== Provided records ==
PR #27194, opened 2022-05-31
clean up logic for waiting authentication operator to finish progressing

deads2k:
I happened to need a general method for networking.  See if this looks roughly equivalent.

/assign @ibihim

### DIFF
--- a/test/extended/oauth/requestheaders.go
+++ b/test/extended/oauth/requestheaders.go
@@ -17,23 +17,17 @@ import (
 	"regexp"
 	"time"
 
-	"github.com/davecgh/go-spew/spew"
 	g "github.com/onsi/ginkgo"
 	o "github.com/onsi/gomega"
-
+	configv1 "github.com/openshift/api/config/v1"
+	osinv1 "github.com/openshift/api/osin/v1"
+	exutil "github.com/openshift/origin/test/extended/util"
 	corev1 "k8s.io/api/core/v1"
 	metav1 "k8s.io/apimachinery/pkg/apis/meta/v1"
 	utilruntime "k8s.io/apimachinery/pkg/util/runtime"
-	"k8s.io/apimachinery/pkg/util/wait"
 	corev1client "k8s.io/client-go/kubernetes/typed/core/v1"
 	e2e "k8s.io/kubernetes/test/e2e/framework"
 	e2eskipper "k8s.io/kubernetes/test/e2e/framework/skipper"
-
-	configv1 "github.com/openshift/api/config/v1"
-	osinv1 "github.com/openshift/api/osin/v1"
-	clusteroperatorhelpers "github.com/openshift/library-go/pkg/config/clusteroperator/v1helpers"
-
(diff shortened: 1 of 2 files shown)


test/extended/oauth/requestheaders.go
```diff
@@ -504,32 +508,3 @@ func getTokenFromResponse(resp *http.Response) string {
...
-			return false, err
-		}
-
-		progressing := clusteroperatorhelpers.FindStatusCondition(authn.Status.Conditions, configv1.OperatorProgressing)
-		if progressing == nil || progressing.Status != expectedProgressing {
-			e2e.Logf("Waiting for progressing condition to be %q: %s", expectedProgressing, spew.Sdump(authn.Status.Conditions))
-			return false, nil
-		}
-
-		if expectedProgressing == configv1.ConditionFalse {
```
ibihim, line 522: I don't see this reflected in your changes:

```mermaid
flowchart LR
progressing["progressing: false"]
available["available: true"]
degraded["degraded: false"]
buggy["mermaid is buggy"]

progressing -->|AND| available
progressing -->|AND| degraded
```

deads2k: I don't think the degraded check was doing what you thought it was doing.  You need to be sure the level is achieved, but I wouldn't expect a degraded on a two minute momentum to have a meaningful impact for you

test/extended/util/operator.go
```diff
@@ -91,7 +94,31 @@ func waitForOperatorProgressingToBe(ctx context.Context, configClient configv1cl
...
+			operator := obj.(*configv1.ClusterOperator)
+			if desiredProgressing {
+				if v1helpers.IsStatusConditionTrue(operator.Status.Conditions, configv1.OperatorProgressing) {
+					return true, nil
+				}
+				return false, nil
+			}
+
+			if v1helpers.IsStatusConditionFalse(operator.Status.Conditions, configv1.OperatorProgressing) {
+				return true, nil
```
ibihim, line 117: In the case that the state we want to reach is `progressing=false`, we do a check for `available=true` and `degraded=false` as well.

ibihim: > I don't think the degraded check was doing what you thought it was doing. You need to be sure the level is achieved, but I wouldn't expect a degraded on a two minute momentum to have a meaningful impact for you

We can move forward without a check for degraded, but our working assumption is that tests on a degraded state are done and fail.
The inertia is set to 30 minutes in our case and not 2 minutes.

ibihim: Ok, we might not need a degraded check at all. But we would need to check available=true alongside progressing=false, right?

test/extended/oauth/requestheaders.go
ibihim: [30 minutes](https://github.com/openshift/library-go/blob/master/pkg/operator/apiserver/controllerset/apiservercontrollerset.go#L151-L168=). But anyway, After reading the docs, I tend to agree with you.

It will be interesting to see if there is any change in flakiness afterwards.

== Work instruction ==
Say how many lines in the preceding material hold the word "library"; nothing else belongs in the reply.

== Result of the task ==
2